Start of Block

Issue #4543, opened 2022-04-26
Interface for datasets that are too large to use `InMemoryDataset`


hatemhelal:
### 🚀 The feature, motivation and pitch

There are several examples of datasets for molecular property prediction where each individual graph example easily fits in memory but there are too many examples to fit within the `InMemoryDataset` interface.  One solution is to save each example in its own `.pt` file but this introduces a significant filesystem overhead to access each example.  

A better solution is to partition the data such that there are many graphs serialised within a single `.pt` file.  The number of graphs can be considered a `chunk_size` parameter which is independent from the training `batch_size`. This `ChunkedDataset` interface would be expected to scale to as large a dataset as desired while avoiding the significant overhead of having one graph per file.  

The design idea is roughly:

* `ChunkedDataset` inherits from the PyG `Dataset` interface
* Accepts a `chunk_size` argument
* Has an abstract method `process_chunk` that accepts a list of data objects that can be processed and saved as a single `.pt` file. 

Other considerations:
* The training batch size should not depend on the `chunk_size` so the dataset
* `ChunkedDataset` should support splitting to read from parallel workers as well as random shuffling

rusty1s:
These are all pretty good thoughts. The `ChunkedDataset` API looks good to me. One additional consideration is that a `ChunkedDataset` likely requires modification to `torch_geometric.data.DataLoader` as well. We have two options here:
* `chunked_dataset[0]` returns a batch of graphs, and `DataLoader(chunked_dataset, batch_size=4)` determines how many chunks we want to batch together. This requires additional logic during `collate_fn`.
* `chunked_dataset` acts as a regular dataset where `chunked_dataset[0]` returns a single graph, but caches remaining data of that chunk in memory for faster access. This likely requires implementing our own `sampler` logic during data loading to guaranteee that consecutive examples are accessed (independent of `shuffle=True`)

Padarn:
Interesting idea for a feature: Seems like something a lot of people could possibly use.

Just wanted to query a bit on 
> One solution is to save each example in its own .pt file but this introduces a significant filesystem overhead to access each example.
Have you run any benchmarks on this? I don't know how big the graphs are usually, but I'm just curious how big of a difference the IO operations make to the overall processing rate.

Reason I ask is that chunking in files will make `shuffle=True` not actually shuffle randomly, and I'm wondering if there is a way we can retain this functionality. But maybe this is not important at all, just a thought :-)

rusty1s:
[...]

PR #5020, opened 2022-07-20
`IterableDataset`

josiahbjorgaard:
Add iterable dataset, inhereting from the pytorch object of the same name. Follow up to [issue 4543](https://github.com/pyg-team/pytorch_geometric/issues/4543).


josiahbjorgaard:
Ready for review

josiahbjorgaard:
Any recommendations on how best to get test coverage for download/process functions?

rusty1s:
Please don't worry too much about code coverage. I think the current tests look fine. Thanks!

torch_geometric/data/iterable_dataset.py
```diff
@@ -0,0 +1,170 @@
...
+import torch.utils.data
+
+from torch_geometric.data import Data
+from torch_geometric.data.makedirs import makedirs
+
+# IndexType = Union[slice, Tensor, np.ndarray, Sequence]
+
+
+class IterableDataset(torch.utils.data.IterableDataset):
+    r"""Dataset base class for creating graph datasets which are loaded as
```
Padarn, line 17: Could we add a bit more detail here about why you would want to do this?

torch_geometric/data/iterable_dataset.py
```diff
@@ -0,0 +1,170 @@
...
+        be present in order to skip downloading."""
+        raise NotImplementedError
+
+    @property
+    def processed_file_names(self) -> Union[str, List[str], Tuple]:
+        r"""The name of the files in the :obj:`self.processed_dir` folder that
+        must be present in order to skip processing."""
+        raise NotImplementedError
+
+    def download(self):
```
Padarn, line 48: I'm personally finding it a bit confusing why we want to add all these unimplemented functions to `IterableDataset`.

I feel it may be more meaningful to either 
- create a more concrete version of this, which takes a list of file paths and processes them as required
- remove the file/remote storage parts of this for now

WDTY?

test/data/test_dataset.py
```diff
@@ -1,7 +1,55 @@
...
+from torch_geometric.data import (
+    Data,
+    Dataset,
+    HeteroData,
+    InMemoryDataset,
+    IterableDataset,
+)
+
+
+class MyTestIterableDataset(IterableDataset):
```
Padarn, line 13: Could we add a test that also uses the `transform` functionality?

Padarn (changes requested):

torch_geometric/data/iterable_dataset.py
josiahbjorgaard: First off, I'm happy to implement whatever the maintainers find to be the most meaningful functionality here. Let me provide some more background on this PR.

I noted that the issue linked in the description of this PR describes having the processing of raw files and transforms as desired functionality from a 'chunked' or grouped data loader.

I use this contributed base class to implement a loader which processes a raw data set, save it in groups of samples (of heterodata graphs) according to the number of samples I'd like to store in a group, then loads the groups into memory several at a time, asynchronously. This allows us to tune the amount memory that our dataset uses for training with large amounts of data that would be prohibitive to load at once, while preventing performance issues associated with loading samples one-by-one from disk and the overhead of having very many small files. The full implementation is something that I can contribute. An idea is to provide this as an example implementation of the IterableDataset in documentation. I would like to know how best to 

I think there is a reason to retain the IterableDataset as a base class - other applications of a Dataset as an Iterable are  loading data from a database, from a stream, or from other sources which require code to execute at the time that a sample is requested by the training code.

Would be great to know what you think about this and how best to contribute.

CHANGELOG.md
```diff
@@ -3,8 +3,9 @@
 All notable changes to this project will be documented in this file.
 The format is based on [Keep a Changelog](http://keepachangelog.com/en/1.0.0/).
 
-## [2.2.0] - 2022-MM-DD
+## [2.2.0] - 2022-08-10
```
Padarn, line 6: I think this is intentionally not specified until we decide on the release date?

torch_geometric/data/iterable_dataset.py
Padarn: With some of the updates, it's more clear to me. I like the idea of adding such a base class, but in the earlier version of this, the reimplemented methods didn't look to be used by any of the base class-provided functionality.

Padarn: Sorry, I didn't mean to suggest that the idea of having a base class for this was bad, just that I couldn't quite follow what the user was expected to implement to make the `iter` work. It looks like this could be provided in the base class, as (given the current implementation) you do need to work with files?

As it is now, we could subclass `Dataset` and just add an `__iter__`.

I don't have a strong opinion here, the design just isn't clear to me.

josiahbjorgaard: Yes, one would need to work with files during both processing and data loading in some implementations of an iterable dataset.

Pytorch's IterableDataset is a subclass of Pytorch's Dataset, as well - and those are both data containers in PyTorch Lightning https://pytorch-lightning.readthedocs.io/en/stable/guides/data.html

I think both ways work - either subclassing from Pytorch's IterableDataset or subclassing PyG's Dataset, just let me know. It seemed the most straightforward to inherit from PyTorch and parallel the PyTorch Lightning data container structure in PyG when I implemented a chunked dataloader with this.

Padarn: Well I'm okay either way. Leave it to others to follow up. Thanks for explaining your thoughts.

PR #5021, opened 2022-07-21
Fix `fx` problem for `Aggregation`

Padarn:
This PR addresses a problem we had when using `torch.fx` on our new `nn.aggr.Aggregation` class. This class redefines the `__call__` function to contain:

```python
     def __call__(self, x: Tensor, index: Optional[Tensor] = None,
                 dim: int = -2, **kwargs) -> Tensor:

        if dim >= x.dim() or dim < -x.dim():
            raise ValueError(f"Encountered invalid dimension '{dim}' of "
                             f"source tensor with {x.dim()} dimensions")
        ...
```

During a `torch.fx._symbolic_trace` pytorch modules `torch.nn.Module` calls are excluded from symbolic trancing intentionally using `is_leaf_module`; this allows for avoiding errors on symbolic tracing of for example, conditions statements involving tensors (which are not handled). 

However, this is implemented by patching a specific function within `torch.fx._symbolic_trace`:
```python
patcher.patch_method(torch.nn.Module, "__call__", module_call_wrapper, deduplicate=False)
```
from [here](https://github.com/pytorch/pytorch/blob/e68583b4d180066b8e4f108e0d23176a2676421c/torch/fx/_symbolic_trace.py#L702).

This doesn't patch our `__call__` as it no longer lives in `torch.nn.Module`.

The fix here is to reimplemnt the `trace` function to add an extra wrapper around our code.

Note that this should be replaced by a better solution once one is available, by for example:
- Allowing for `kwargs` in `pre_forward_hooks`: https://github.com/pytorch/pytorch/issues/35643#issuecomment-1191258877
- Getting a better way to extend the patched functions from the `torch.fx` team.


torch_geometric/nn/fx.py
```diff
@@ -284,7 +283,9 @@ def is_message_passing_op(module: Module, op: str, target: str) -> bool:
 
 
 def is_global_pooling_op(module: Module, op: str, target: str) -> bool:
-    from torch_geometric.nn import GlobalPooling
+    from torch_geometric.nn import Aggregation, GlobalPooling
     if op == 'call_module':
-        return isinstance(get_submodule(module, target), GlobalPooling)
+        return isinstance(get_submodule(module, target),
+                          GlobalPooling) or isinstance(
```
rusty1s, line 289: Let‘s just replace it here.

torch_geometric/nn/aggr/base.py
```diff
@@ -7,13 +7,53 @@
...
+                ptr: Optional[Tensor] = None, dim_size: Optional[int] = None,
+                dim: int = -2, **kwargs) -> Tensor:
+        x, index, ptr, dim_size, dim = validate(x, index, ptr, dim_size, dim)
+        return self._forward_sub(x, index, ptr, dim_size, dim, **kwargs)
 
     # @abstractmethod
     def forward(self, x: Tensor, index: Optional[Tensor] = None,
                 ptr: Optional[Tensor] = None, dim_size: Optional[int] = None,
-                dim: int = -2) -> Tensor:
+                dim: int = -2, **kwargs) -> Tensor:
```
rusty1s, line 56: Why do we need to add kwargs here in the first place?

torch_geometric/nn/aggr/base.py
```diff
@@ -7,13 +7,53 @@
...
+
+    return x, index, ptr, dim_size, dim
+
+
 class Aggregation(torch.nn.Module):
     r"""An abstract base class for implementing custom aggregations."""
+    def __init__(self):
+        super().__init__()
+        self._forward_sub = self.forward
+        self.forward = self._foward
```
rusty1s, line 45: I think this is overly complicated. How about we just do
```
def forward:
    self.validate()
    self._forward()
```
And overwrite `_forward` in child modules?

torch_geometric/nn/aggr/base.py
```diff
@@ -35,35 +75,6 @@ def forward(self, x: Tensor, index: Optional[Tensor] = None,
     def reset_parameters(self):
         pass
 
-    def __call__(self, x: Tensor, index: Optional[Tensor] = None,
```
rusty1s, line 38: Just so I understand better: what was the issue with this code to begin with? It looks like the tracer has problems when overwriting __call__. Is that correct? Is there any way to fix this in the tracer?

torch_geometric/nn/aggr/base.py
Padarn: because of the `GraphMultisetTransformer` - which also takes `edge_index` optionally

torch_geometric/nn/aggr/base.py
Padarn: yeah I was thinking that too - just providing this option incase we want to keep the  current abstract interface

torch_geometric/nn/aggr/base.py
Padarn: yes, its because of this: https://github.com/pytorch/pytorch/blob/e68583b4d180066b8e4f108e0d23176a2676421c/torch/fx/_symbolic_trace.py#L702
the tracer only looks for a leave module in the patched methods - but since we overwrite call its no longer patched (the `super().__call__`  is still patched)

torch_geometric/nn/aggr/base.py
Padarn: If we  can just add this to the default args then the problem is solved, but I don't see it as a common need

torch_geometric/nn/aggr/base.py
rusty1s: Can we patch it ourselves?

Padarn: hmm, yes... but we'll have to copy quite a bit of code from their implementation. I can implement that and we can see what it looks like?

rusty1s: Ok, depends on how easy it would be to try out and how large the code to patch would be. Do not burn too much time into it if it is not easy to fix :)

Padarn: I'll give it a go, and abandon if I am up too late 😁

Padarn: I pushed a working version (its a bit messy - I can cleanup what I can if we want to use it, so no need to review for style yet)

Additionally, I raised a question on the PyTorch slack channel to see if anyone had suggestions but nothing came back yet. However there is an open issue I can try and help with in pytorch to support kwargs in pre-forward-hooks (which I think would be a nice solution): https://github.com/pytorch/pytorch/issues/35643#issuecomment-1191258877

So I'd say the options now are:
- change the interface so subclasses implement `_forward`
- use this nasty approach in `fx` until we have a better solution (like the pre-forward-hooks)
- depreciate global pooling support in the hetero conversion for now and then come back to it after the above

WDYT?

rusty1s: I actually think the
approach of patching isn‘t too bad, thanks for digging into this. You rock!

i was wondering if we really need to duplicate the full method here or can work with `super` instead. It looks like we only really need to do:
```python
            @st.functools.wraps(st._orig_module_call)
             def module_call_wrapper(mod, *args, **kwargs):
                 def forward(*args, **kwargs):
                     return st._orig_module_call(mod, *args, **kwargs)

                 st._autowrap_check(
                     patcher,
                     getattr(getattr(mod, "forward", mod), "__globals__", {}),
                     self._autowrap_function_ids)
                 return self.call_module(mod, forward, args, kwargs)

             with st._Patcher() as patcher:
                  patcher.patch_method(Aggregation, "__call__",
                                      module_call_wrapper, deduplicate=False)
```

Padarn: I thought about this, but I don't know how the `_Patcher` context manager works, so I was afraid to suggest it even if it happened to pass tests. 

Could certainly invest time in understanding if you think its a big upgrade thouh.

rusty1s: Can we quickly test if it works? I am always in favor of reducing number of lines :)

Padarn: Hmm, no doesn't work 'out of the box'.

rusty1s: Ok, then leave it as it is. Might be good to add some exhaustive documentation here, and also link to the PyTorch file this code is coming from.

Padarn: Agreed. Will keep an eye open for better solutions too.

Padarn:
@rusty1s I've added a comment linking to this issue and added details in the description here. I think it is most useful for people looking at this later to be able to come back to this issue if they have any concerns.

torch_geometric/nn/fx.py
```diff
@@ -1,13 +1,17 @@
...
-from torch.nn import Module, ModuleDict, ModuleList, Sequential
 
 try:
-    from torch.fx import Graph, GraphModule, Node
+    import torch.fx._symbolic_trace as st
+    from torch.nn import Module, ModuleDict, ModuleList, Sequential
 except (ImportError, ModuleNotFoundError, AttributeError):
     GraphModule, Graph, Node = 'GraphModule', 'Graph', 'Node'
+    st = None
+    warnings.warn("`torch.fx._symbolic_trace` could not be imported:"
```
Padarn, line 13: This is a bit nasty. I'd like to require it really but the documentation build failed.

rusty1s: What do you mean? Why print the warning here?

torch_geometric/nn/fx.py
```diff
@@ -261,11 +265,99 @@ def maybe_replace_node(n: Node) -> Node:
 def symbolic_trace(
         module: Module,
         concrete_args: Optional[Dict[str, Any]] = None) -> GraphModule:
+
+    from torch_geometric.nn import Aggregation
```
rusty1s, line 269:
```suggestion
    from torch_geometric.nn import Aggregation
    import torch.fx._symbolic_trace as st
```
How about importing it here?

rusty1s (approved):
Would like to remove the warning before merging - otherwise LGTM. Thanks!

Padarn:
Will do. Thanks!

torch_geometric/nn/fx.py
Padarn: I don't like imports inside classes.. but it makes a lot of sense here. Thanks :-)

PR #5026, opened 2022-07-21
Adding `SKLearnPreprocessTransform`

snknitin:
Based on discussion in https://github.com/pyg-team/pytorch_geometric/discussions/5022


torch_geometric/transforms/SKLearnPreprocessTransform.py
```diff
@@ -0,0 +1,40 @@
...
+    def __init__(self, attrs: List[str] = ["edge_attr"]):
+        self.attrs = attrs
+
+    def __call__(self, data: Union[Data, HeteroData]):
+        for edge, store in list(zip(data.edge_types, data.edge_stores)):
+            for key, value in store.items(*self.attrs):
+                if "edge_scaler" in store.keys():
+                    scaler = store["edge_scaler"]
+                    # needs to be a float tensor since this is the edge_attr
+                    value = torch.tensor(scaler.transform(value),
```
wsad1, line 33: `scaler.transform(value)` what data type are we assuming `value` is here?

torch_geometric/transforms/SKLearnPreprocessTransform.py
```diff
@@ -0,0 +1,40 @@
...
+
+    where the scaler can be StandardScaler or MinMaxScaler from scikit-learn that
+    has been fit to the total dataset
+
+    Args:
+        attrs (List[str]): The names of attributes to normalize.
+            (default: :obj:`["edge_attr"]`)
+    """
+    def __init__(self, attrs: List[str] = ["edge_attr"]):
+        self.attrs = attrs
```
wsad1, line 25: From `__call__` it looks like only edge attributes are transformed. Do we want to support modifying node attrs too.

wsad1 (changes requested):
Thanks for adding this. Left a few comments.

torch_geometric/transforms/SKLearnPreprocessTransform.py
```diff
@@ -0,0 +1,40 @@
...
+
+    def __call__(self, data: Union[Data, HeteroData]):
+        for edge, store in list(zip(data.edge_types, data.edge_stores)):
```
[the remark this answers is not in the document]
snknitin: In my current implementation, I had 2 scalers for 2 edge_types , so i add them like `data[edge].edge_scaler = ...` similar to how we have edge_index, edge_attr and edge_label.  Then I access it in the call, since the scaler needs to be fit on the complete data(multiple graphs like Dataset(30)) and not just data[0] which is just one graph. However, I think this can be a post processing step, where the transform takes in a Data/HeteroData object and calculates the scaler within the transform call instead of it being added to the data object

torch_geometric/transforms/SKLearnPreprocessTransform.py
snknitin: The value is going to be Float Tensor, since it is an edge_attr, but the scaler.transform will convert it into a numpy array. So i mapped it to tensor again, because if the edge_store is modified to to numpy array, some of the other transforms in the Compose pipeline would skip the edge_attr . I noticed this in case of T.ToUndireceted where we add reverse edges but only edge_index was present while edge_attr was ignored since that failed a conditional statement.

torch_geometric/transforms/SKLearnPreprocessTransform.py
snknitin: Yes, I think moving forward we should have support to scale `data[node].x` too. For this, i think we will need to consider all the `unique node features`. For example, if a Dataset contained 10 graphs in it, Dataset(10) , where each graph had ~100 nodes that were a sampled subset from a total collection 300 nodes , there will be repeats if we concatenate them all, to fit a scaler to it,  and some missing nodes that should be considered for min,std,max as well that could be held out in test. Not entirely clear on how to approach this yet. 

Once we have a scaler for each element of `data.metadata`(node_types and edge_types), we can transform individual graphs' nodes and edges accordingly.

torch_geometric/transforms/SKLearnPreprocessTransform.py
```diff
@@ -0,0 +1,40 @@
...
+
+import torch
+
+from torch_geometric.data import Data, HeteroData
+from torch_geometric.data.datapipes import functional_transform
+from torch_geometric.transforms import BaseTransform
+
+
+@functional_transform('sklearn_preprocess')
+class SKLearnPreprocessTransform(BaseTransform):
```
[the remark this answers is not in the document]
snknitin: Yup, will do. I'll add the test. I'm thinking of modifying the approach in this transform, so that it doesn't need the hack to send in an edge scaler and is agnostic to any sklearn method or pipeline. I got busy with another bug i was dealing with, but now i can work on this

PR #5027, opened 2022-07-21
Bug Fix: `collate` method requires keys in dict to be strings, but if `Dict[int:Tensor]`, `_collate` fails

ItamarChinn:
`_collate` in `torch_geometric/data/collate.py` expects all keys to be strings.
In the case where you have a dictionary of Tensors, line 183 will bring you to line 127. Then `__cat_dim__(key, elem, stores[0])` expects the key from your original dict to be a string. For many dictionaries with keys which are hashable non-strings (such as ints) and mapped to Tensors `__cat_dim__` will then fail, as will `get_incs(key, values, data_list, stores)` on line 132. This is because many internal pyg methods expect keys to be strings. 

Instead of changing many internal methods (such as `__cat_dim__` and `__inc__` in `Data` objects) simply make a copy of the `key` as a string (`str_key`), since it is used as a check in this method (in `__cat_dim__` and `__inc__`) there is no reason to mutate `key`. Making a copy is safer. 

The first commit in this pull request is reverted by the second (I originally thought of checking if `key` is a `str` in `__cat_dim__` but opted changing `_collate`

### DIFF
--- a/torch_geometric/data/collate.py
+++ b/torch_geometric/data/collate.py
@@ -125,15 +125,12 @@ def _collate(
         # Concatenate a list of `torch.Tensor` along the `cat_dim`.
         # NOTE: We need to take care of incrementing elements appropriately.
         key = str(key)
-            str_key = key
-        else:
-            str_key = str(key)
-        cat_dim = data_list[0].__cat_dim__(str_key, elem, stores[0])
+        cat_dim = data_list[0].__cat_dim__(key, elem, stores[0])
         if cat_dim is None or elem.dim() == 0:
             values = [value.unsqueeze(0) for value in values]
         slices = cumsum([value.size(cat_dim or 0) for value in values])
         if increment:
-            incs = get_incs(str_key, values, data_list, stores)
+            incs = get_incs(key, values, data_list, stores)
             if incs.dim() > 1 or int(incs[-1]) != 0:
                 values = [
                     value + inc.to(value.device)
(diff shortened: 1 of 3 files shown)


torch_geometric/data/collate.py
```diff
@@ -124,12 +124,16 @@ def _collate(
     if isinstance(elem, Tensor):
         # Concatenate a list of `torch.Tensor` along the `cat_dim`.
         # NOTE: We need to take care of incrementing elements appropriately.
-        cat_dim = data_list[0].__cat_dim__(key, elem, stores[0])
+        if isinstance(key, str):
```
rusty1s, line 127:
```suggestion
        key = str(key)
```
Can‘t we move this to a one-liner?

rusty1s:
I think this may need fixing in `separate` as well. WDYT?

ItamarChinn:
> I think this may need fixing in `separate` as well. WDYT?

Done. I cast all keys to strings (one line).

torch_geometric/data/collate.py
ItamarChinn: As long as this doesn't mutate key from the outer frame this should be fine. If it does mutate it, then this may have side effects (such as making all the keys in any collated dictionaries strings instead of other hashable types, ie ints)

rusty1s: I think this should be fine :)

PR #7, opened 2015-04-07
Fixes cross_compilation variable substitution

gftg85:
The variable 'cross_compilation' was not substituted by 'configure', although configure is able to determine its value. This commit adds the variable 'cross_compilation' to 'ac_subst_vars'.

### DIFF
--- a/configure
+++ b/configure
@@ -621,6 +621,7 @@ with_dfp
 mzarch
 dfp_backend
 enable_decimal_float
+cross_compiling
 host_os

End of Block

| TASK INSTRUCTIONS |
Between the first line of the entries above and the line with "### 🚀 The feature, motivation and pitch", both included, copy every line exactly and nothing outside that range.

| TASK ANSWER |
Issue #4543, opened 2022-04-26
Interface for datasets that are too large to use `InMemoryDataset`


hatemhelal:
### 🚀 The feature, motivation and pitch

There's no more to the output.